Pamela Joyner and Fred Giuffrida, in partnership with The Ogden Museum of Southern Art, hosted an “abstracted black tie” dinner to celebrate the writers and the artists featured in Four Generations, The Joyner/Giuffrida Collection of Abstract Art, a book spearheaded by Joyner that proposes a radical reevaluation of the contributions to art history played by post-war and contemporary artists of color.
The Joyner Giuffrida Collection of Abstract Act was started in 1999, and its focus was postwar and contemporary African American artists. The collection includes works by four generations of artists with pieces dating from 1945 to present.

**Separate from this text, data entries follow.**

PR #4010, opened 2020-05-31
feat: Improve block placement of ceiling-supporting family

kBlaszczyk:
This PR improves the block placement behavior of the `CeilingSupportingHorizontalFamily`

Previously the only way to place blocks upside down, using this block family, was to attach them to a BOTTOM side. This PR makes it possible to achieve the same thing, targeting horizontal sides.
This prevents the player from having to build a temporary support structure to simply have a ceiling available, to use for the placement of a new block.

Upside down block placement, is done if any of these conditions are met:
* the target side is a BOTTOM side
* the target side is horizontal (FRONT, BACK, LEFT, RIGHT) and the player targeted the upper half of the side when placing the block

### Test
Assign the above-mentioned block family to a furnace by adding the following line to the furnace.block json file:
`"family": "ceilingSupportingHorizontal",`

Add furnaces to your inventory using the following command:
`give furnace 10`
Attach them to different block sides and verify that the placement behaves as described above.

### DIFF
--- a/engine/src/main/java/org/terasology/world/block/family/CeilingSupportingHorizontalFamily.java
+++ b/engine/src/main/java/org/terasology/world/block/family/CeilingSupportingHorizontalFamily.java
@@ -122,13 +122,9 @@ public class CeilingSupportingHorizontalFamily extends AbstractBlockFamily {
 
     @Override
     public Block getBlockForPlacement(BlockPlacementData data) {
-        Side mainSide = Side.TOP;
-
         boolean upsideDownPlacement = data.attachmentSide == Side.BOTTOM
                 || data.attachmentSide != Side.TOP && data.relativeAttachmentPosition.y() > 0.5;
-        if (upsideDownPlacement) {
-            mainSide = Side.BOTTOM;
-        }
+        final Side mainSide = upsideDownPlacement ? Side.BOTTOM : Side.TOP;
 
         Side blockDirection = Side.inDirection(-data.viewingDirection.x(), 0, -data.viewingDirection.z());
         return blocks.get(ExtendedSide.getExtendedSideFor(mainSide, blockDirection));
--- a/engine/src/main/java/org/terasology/world/block/family/CeilingSupportingHorizontalFamily.java
+++ b/engine/src/main/java/org/terasology/world/block/family/CeilingSupportingHorizontalFamily.java
@@ -34,8 +34,8 @@ import java.util.Map;
 /**
  * Rotates a block to either be upright or upside down and always face the player.
  * <p>
- * If the block is placed onto a BOTTOM side (i.e. the ceiling), the block will be upside down and face the player horizontally.
- * Placement on any other side will cause the block to simply face the player horizontally.
+ * The block will be placed upside down, if it's either being attached to a BOTTOM side (i.e. the ceiling),
+ * or if it's being attached to the upper half of any horizontal side (LEFT, RIGHT, FRONT, BACK).
  */
 @RegisterBlockFamily("ceilingSupportingHorizontal")
 public class CeilingSupportingHorizontalFamily extends AbstractBlockFamily {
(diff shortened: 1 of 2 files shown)


engine/src/main/java/org/terasology/world/block/family/CeilingSupportingHorizontalFamily.java
```diff
@@ -122,13 +122,16 @@ private Block transformBlock(
...
 
-        if (data.attachmentSide == Side.BOTTOM) {
-            return blocks.get(ExtendedSide.getExtendedSideFor(Side.BOTTOM, blockDirection));
-        } else {
-            return blocks.get(ExtendedSide.getExtendedSideFor(Side.TOP, blockDirection));
+        boolean upsideDownPlacement = data.attachmentSide == Side.BOTTOM
+                || data.attachmentSide != Side.TOP && data.relativeAttachmentPosition.y() > 0.5;
+        if (upsideDownPlacement) {
+            mainSide = Side.BOTTOM;
         }
```
skaldarnar, line 131: Instead of declaring `mainSide` and then mutating the value you could do the check first and just do a single-time assignment:

```suggestion
        final Side mainSide = upsideDownPlacement ? Side.BOTTOM : Side.TOP;
```

engine/src/main/java/org/terasology/world/block/family/CeilingSupportingHorizontalFamily.java
```diff
@@ -122,13 +122,16 @@ private Block transformBlock(
 
     @Override
     public Block getBlockForPlacement(BlockPlacementData data) {
-        Side blockDirection = Side.inDirection(-data.viewingDirection.x(), 0, -data.viewingDirection.z());
+        Side mainSide = Side.TOP;
```
skaldarnar, line 125:
```suggestion
```

engine/src/main/java/org/terasology/world/block/items/BlockItemSystem.java
```diff
@@ -112,6 +121,28 @@ public void onPlaceBlock(ActivateEvent event, EntityRef item) {
...
+    /**
+     * Returns the position at which the block side was hit, relative to the side.
+     * <p/>
+     * Example: The front side was hit right in the center.
+     * The result will be (0.5, 0.5), representing the relative hit position on the side's surface.
+     * @param hitPosition the hit position
+     * @param blockPosition the block position relative to its center (block (0, 0, 0) has block position (0.5, 0.5, 0.5))
+     * @return the 2D hit position relative to the side that was hit
+     */
+    private Vector2f getSideHitPosition(Vector3f hitPosition, Vector3f blockPosition) {
```
skaldarnar, line 133: This assumes a cubic block, right? I'm totally fine with that, but maybe we should mention that in the doc comment?

engine/src/main/java/org/terasology/world/block/items/BlockItemSystem.java
```diff
@@ -112,6 +121,28 @@ public void onPlaceBlock(ActivateEvent event, EntityRef item) {
...
+        float epsilon = 0.0001f;
+        Vector3f relativeHitPosition = new Vector3f(hitPosition).sub(blockPosition);
+
+        if (Math.abs(relativeHitPosition.x) > 0.5f - epsilon) {
```
skaldarnar, line 137: I'm wondering whether we have convenience for that in TeraMath....

engine/src/main/java/org/terasology/world/block/items/BlockItemSystem.java
```diff
@@ -90,8 +91,16 @@ public void onPlaceBlock(ActivateEvent event, EntityRef item) {
         Vector3i placementPos = new Vector3i(targetBlock);
         placementPos.add(surfaceSide.getVector3i());
 
+        Vector3f targetPosition = event.getTargetLocation();
+        Vector2f relativePlacementPosition;
+        if (targetPosition != null) {
+            relativePlacementPosition = getSideHitPosition(event.getHitPosition(), targetPosition);
+        } else {
+            relativePlacementPosition = new Vector2f();
+        }
```
skaldarnar, line 100: What about moving the null check into `getSideHitPosition`?

```suggestion
        Vector2f relativePlacementPosition = getSideHitPosition(event.getHitPosition(), targetPosition);
```

engine/src/main/java/org/terasology/world/block/family/CeilingSupportingHorizontalFamily.java
kBlaszczyk: Yes, much better.

engine/src/main/java/org/terasology/world/block/items/BlockItemSystem.java
kBlaszczyk: I added some explanation.

engine/src/main/java/org/terasology/world/block/items/BlockItemSystem.java
kBlaszczyk: I don't know, feels rather specific.
You mean a convenience for "testing if the absolute of a value is bigger than some value, considering some delta"?
There are no utility functions in TeraMath using the absolute functions, so I'm pretty sure it's not in there.
Also, I'm not sure how to name this, in case I wanted to move it to TeraMath. Any ideas?

engine/src/main/java/org/terasology/world/block/items/BlockItemSystem.java
kBlaszczyk: I don't like this one.
My method wants a vector to work with, nobody should pass it null.
It is true however, that I'm cluttering up the higher level method, so I moved the null check into another private method, working on the event. I think it makes more sense that way and I hope you'll like that solution too.

engine/src/main/java/org/terasology/world/block/items/BlockItemSystem.java
skaldarnar: Not necessarily with the `Math.abs` but the comparison of floating point numbers with some ε

engine/src/main/java/org/terasology/world/block/items/BlockItemSystem.java
skaldarnar: I surely do :+1:

PR #4016, opened 2020-06-01
refactor: remove dead code

skaldarnar:
As @pollend found out in #3961 there are unused classes and other dead code in the engine.

Tested in Omega workspace, can run Josharias Survival without any (new) issues.


engine/src/main/java/org/terasology/persistence/typeHandling/extensionTypes/ComponentClassTypeHandler.java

In recent, the collection has expanded to included artists from the broader African diaspora including South African artists Zander Blom and Mikhael Subotzky and Nicholas Hlobo, as well as artists based in the Europe and UK such as Lynette Yiadom-Boakye and Isaac Julien.
The event began with cocktails from 5:30 to 6:30 p.m., followed by a talk moderated by Tate Modern’s Mark Godfrey, with Four Generations editor Courtney J. Martin and artists Glenn Ligon, Lorna Simpson and Kevin Beasley. The talk was followed by dinner, and during dessert a discussion was held between curators Christopher Bedford and Katy Siegel, co-curators of the U.S. Pavilion at next year’s Venice Biennale and co-curators of an exhibition drawn from the Joyner/Giuffrida Collection which will open at the Ogden Museum of Southern Art in New Orleans next October.
The event, which was held at the Hearst Tower Penthouse, marked a historic gathering of artists, curators, museum directors and gallery owners across generations to recognize and celebrate the achievements of artists of color and reframe their place within art history.
Attendees at the event included Melvin Edwards, Hank Willis Thomas, Jack Whitten, Thomas P. Campbell, Sheena Wagstaff, Jessica Morgan, Roland Augustine, Brent Sikkema and Casey Caplan.